▶ [PROBLEM REQUIREMENTS]:
Each line of the data below that carries the word "same" needs to be copied.

Dataset records:
[Start of Attachment]
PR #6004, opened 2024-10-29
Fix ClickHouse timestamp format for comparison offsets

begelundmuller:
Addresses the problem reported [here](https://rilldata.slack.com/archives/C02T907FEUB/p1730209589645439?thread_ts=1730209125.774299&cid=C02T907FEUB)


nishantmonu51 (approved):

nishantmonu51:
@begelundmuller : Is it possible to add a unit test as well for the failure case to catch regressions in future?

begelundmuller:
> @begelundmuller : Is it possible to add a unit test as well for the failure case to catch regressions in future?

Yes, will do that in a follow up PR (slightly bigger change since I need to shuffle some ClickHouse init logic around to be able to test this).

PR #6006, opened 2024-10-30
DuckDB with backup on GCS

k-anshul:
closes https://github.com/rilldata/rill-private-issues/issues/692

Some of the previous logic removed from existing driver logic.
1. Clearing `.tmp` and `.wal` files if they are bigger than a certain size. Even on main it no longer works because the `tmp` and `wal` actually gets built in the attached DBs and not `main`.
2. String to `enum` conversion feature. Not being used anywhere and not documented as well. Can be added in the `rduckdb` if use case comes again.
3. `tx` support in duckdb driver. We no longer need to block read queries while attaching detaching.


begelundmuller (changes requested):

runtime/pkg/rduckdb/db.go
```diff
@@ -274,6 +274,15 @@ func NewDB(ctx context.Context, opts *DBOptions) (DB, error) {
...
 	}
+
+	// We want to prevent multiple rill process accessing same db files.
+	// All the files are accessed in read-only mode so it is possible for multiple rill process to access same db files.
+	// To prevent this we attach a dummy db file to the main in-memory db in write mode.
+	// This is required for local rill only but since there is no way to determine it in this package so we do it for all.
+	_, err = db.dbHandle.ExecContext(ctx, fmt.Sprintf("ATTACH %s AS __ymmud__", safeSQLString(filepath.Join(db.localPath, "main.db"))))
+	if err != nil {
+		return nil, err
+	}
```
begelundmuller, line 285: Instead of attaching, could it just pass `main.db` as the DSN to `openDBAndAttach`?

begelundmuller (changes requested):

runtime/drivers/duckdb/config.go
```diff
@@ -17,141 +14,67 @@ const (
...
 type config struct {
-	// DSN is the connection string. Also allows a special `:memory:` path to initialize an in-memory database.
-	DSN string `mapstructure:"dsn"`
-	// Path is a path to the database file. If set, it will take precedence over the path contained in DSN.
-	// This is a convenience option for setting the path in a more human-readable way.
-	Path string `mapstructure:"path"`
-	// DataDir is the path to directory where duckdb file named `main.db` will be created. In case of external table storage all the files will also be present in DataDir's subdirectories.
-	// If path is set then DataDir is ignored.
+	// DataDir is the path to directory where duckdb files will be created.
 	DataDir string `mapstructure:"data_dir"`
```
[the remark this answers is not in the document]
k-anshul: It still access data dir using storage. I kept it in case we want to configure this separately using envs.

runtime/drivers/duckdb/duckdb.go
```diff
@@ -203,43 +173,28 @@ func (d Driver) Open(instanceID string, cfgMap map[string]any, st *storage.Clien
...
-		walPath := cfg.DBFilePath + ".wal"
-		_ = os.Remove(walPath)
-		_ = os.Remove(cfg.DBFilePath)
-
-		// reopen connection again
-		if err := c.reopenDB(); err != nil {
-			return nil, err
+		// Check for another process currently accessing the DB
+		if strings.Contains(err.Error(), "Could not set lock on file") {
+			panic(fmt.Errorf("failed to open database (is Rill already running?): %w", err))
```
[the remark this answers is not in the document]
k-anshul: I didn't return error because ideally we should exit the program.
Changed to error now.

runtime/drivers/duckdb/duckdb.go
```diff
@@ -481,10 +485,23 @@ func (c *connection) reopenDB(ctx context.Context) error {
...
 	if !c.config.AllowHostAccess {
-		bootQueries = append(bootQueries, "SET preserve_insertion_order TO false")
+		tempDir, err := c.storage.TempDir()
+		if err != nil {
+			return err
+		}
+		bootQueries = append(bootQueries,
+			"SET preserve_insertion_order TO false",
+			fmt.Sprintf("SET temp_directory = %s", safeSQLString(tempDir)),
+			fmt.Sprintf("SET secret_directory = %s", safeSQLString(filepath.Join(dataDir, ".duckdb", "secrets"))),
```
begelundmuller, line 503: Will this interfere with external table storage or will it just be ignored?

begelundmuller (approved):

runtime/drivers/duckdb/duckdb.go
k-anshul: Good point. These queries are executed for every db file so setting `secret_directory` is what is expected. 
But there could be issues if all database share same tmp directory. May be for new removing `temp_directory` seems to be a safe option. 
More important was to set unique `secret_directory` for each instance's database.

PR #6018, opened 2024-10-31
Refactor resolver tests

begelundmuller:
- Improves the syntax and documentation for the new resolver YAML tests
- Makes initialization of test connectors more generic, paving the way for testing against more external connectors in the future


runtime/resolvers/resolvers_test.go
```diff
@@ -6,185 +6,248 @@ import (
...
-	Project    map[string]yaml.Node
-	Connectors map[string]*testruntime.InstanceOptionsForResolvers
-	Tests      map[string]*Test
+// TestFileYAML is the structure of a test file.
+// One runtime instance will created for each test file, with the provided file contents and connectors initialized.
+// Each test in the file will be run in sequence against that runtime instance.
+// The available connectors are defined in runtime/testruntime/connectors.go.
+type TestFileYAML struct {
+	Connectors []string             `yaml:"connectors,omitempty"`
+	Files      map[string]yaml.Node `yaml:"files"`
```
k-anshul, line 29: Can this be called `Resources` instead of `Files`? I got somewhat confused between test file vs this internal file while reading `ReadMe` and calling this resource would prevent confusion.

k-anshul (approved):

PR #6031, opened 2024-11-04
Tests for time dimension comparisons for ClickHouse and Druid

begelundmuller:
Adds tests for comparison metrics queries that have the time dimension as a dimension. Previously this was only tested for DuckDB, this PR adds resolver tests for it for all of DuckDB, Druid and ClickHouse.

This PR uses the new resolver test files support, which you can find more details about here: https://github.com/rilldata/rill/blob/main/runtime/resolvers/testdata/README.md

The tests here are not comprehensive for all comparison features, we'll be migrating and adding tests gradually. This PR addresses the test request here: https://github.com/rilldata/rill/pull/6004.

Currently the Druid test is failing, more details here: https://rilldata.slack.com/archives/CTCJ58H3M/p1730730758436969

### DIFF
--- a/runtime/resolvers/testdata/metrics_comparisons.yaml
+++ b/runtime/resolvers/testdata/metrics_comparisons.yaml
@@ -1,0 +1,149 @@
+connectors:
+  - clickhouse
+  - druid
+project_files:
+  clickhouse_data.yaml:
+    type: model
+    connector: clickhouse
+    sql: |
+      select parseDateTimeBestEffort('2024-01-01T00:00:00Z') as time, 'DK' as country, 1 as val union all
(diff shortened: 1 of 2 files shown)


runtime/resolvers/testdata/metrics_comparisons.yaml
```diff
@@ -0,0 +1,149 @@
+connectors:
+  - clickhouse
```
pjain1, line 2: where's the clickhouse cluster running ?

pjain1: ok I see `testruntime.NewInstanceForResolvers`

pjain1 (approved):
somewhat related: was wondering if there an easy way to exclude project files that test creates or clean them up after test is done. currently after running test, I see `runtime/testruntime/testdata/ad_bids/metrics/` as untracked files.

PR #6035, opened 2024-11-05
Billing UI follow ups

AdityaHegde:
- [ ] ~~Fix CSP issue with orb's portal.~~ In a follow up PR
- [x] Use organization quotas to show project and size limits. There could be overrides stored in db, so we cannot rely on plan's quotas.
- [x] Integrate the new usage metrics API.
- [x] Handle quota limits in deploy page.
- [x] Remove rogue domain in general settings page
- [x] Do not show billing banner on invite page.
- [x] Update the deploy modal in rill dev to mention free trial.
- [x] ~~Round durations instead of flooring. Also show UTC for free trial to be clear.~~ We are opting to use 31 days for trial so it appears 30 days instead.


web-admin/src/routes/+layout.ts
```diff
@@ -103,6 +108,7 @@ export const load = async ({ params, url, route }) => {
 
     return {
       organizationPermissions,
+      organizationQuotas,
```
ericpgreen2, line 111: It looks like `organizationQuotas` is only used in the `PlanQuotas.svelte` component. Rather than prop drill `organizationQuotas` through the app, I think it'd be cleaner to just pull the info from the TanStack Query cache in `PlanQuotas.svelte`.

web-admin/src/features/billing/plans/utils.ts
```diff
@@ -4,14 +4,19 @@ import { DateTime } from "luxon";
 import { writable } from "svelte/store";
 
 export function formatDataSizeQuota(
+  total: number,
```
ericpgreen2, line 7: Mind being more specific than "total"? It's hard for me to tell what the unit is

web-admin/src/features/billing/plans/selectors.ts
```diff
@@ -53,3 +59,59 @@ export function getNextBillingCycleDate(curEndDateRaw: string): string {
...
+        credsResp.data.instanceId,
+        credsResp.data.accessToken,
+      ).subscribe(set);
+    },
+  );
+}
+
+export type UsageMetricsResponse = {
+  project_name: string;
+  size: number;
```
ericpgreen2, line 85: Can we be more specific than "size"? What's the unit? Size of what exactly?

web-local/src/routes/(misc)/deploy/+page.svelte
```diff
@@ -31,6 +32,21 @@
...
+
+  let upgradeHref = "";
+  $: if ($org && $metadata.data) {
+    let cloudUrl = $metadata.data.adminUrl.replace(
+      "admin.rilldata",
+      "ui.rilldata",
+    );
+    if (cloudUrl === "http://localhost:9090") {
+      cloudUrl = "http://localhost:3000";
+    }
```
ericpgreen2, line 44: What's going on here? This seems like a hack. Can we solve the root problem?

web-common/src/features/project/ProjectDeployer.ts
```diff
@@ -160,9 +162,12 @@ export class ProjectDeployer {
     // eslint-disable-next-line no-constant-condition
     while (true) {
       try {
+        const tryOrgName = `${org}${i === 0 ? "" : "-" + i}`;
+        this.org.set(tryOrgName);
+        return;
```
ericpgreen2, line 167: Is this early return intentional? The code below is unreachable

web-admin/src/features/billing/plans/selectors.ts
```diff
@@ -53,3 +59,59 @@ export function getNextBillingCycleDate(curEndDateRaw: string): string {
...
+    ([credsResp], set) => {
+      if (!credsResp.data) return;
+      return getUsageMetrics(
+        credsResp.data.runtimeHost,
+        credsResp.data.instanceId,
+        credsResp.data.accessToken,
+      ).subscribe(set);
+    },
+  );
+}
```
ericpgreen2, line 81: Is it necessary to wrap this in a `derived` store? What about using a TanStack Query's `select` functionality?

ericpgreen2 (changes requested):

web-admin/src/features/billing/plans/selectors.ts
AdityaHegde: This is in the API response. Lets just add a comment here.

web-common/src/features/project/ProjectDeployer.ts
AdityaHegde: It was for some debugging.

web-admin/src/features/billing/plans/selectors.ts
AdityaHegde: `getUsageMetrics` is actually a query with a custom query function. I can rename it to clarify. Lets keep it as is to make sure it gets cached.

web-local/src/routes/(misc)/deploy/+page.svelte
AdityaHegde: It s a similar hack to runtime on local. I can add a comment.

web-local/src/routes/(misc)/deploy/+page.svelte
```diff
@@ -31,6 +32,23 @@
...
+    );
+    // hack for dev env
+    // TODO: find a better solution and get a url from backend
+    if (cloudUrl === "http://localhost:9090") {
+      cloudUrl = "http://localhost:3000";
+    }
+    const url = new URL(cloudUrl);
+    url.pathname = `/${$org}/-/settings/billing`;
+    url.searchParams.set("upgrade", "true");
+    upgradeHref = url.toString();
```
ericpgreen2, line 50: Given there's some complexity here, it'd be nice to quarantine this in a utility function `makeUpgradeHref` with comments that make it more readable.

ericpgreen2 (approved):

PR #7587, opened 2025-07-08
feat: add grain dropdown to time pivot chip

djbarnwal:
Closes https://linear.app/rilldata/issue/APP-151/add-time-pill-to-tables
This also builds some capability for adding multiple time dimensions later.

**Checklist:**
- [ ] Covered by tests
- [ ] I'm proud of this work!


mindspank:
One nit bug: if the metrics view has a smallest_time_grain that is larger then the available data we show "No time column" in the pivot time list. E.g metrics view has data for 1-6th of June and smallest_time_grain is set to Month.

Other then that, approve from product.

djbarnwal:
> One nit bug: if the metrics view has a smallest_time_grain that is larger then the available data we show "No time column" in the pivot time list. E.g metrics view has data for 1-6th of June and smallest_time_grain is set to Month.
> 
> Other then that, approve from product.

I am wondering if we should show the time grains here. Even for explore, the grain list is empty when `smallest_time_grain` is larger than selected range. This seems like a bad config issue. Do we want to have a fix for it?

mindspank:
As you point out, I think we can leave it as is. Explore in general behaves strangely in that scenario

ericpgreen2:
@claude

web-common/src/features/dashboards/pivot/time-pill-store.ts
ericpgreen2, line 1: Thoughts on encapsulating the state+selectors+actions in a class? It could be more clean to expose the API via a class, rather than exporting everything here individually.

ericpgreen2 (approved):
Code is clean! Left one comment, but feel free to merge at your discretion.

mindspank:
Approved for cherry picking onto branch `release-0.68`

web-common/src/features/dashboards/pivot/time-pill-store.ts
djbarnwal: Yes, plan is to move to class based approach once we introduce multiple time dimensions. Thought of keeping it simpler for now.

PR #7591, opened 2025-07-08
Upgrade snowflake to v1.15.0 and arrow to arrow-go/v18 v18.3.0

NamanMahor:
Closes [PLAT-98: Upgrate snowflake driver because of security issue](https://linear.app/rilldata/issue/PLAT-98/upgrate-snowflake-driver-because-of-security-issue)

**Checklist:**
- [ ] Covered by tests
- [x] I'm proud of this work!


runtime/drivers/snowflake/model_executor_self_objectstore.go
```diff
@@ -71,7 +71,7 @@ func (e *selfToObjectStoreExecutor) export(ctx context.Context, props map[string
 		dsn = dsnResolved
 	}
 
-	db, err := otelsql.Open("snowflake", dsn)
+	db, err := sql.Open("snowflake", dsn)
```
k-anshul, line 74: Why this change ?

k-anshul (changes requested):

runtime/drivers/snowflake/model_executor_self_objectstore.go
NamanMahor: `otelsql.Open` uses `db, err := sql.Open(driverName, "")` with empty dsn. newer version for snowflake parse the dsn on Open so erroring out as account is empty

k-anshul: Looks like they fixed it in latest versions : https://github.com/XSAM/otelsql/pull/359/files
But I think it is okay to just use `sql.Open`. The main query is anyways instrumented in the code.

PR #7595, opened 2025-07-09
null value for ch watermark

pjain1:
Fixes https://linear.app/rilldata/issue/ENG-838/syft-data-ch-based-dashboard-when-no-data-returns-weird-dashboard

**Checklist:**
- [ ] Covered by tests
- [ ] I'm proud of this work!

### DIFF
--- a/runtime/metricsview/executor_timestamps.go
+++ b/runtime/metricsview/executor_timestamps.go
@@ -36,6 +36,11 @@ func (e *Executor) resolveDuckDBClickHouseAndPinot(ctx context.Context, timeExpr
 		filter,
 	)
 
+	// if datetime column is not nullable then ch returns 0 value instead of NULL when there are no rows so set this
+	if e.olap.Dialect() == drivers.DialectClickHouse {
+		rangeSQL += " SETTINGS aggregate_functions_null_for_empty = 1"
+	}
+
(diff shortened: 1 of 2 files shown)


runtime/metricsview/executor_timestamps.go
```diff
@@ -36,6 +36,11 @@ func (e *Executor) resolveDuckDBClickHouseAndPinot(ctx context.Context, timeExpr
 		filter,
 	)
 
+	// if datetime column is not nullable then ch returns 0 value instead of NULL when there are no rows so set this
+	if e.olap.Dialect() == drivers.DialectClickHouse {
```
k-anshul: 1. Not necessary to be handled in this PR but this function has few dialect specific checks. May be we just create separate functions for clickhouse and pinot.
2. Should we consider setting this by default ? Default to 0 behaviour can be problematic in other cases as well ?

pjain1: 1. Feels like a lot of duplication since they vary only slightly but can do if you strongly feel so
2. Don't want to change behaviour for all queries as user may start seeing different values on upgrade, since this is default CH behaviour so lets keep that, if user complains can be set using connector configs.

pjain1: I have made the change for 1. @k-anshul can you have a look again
[End of Attachment]
▶ [RESPONSE TO THE TASK]:
+	// We want to prevent multiple rill process accessing same db files.
+	// All the files are accessed in read-only mode so it is possible for multiple rill process to access same db files.
But there could be issues if all database share same tmp directory. May be for new removing `temp_directory` seems to be a safe option. 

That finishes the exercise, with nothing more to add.